Secure payment on Internet?
Now that it has become a common feature on the news to hear about cyber attacks on an international scale, cybersecurity is seen as a first priority by Internet users. There can be no doubt that the web has become a battleground without borders on which to defend political, financial and ideological interests. We are all affected by this struggle, since it is almost impossible to avoid operating through Internet, but, at what price?
Cybersecurity, or data security, in other words the practice of defending information systems against external attacks, comprises both the actual data systems themselves and the area of communications. Cybersecurity, therefore, covers both the processes and mechanisms associated with our hardware equipment (for example, servers or cell phones), and the information that flows or is stored through them, and also the services that they enable, protecting them from unauthorized and malicious access as well as from alteration or destruction of the data.
It is common knowledge that there is much more information in data that the data themselves. For instance, it is possible to classify neighborhoods in a city just by observing cell phone use patterns. Cybersecurity should not be limited, therefore, to the data and the user's information system, but must extend its analysis considerably further afield. To do so, it must incorporate studies of the structures and patterns underlying the data, and combine the internal data of a given entity with other external data sources.

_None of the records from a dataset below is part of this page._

PR #4208, opened 2024-02-09
Issue 2161: set metrics endpoint content-type

### LINKED ISSUE #2161: When httpServerEnabled=true, Prometheus reports doesn't set content-type
**BUG REPORT**

***Describe the bug***

When running with `httpServerEnabled` set to true, `/metrics` endpoint stops sending a `content-type` header (this uses the `MetricsService`, see code here https://github.com/apache/bookkeeper/blob/28dee8464764b0edceeb31ce24424f0947b5789b/bookkeeper-server/src/main/java/org/apache/bookkeeper/server/http/service/MetricsService.java).
With the `httpServerEnabled=false` the `PrometheusServlet` is used, and it does set a content-type header (https://github.com/apache/bookkeeper/blob/28dee8464764b0edceeb31ce24424f0947b5789b/bookkeeper-stats-providers/prometheus-metrics-provider/src/main/java/org/apache/bookkeeper/stats/prometheus/PrometheusServlet.java#L44)

 The content-type header is expected by some prometheus tools to differentiate between plaintext and protobuf formatted metrics and no content-type is considered an error.

***To Reproduce***

1. Set `httpServerEnabled=false` and enable prometheus reporter
2. run `curl localhost:8000/metrics` and notice that a content-type header is set
3. Set `httpServerEnabled=true` and enable prometheus reporter
4. run `curl localhost:8000/metrics -v` notice that there is no content-type header set

***Expected behavior***

I expect a content-type header

It seems like the statsProvider interface should have a method for allowing to set headers on the response. Default to a given content type might cause problems with other providers.

tomjo:
### Motivation

Fixes #2161

### Changes

Add contentType to **HttpServiceResponse** and map it in **VertxAbstractHandler** which allows
**MetricsService** (which is used instead of **PrometheusServlet** when bookie http server is enabled) to set the http **Content-Type** header to the right value which allow successful scraping of the endpoint by e.g. New Relic

Master Issue: #2161

### DIFF
--- a/bookkeeper-server/src/main/java/org/apache/bookkeeper/server/http/service/MetricsService.java
+++ b/bookkeeper-server/src/main/java/org/apache/bookkeeper/server/http/service/MetricsService.java
@@ -35,6 +35,8 @@ import org.apache.bookkeeper.stats.StatsProvider;
  */
 public class MetricsService implements HttpEndpointService {
 
+    public static final String PROMETHEUS_CONTENT_TYPE_004 = "text/plain; version=0.0.4; charset=utf-8";
+
     private final ServerConfiguration conf;
     private final StatsProvider statsProvider;
 
@@ -65,6 +67,7 @@ public class MetricsService implements HttpEndpointService {
             statsProvider.writeAllMetrics(writer);
             writer.flush();
             response.setCode(StatusCode.OK);
+            response.setContentType(PROMETHEUS_CONTENT_TYPE_004);
             response.setBody(writer.getBuffer().toString());
         } catch (UnsupportedOperationException uoe) {
             response.setCode(StatusCode.INTERNAL_ERROR);
--- a/bookkeeper-server/src/main/java/org/apache/bookkeeper/server/http/service/MetricsService.java
+++ b/bookkeeper-server/src/main/java/org/apache/bookkeeper/server/http/service/MetricsService.java
@@ -18,7 +18,6 @@
 
 package org.apache.bookkeeper.server.http.service;
 
-import io.prometheus.client.exporter.common.TextFormat;
 import java.io.IOException;
 import java.io.StringWriter;
 import org.apache.bookkeeper.conf.ServerConfiguration;
@@ -35,6 +34,8 @@ import org.apache.bookkeeper.stats.StatsProvider;
  * <p>The GET method will return all the emtrics collected at stats provider.
  */
 public class MetricsService implements HttpEndpointService {
+
+    public static final String PROMETHEUS_CONTENT_TYPE_004 = "text/plain; version=0.0.4; charset=utf-8";
 
     private final ServerConfiguration conf;
     private final StatsProvider statsProvider;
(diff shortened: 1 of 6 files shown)


merlimat (approved):

shoothzj (approved):

bookkeeper-server/src/main/java/org/apache/bookkeeper/server/http/service/MetricsService.java
```diff
@@ -65,6 +67,7 @@ public HttpServiceResponse handle(HttpServiceRequest request) throws Exception {
             statsProvider.writeAllMetrics(writer);
             writer.flush();
             response.setCode(StatusCode.OK);
+            response.setContentType(PROMETHEUS_CONTENT_TYPE_004);
```
hangc0276, line 70: Use `TextFormat.CONTENT_TYPE_004` instead of defining a new one. Just like: https://github.com/apache/bookkeeper/blob/eb27e6ed3ccd1ee46f372ae6fd0a53ccea81908f/stats/bookkeeper-stats-providers/prometheus-metrics-provider/src/main/java/org/apache/bookkeeper/stats/prometheus/PrometheusServlet.java#L42

hangc0276 (approved):

bookkeeper-server/src/main/java/org/apache/bookkeeper/server/http/service/MetricsService.java
tomjo: This will require dependency changes wasn't sure of that. I can either change the scope of the org.apache.bookkeeper.stats:prometheus-metrics-provider artifact to non-test or add an explicit dependency on io.prometheus:simpleclient_common

tomjo: I chose the former approach.

bookkeeper-server/src/main/java/org/apache/bookkeeper/server/http/service/MetricsService.java
```diff
@@ -65,6 +66,7 @@ public HttpServiceResponse handle(HttpServiceRequest request) throws Exception {
             statsProvider.writeAllMetrics(writer);
             writer.flush();
             response.setCode(StatusCode.OK);
+            response.setContentType(TextFormat.CONTENT_TYPE_004);
```
eolivelli, line 69: we really have to add a new jar only for a string constant ?
I think that it is overkill

can we drop the jar and use a normal string here ?

eolivelli (changes requested):
LGTM

bookkeeper-server/src/main/java/org/apache/bookkeeper/server/http/service/MetricsService.java
tomjo: I can revert those changes, are the maintainers in agreement? @hangc0276

hangc0276: Sorry, I forgot it will introduce a new dependency. I agree to revert those changes.

hangc0276:
@eolivelli Would you please review this PR again? Thanks.

eolivelli (approved):
Looks great 

+1

lhotari:
Until this change is available, it's possible to configure `fallbackScrapeProtocol` in Prometheus at multiple levels. Here's an example for Apache Pulsar Helm chart https://github.com/apache/pulsar-helm-chart/pull/577 .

In this context, IMDEA Networks Institute has recently concluded a pioneering research project, led by the private company Zed Worldwide S.A. and financed by the CDTI (the Spanish Centre for the Development of Industrial Technology ), for the analysis and evaluation of secure payment systems on Internet with the aim of detecting fraudulent users and transactions. This project, called iPAY, has applied data mining techniques on Big Data to create a technology platform for financial intermediation in a mobile cloud computing environment. The Madrid based institute has focused its research in networks on developing techniques and algorithms that will identify security threats or breaches in secure payment systems. To conduct this study millions of data have been analyzed, originating from different Internet sources (websites, blogs, social networks, etc.).
The result of this project consists of two modules that combine to form a powerful cybersecurity technology platform. First or all, graph algorithms have been designed and developed for analyzing and detecting fraud patterns, in conjunction with data mining techniques applied to payment transactions. In this module, algorithms have been designed to analyze payments made by users. Payment data are modeled in graphs to identify patterns of behavior that enable fraudulent actions to be detected in organized networks for money laundering, arbitration of exchange, etc. Secondly, a prediction system was developed based on payment transaction history. In this module algorithms have been designed and developed to predict user behavior and identify future purchases of interest, as well as operations outside the usual casuistry which are likely to be fraudulent.
With this study, IMDEA Networks has shown that it is possible to prevent and identify potential malicious behavior online. On Internet, as in real life, the unusual ways of relating with others and behavior that we associate with fraud and dishonesty allow us to find mechanisms for staying alert and prepared against cybercriminals.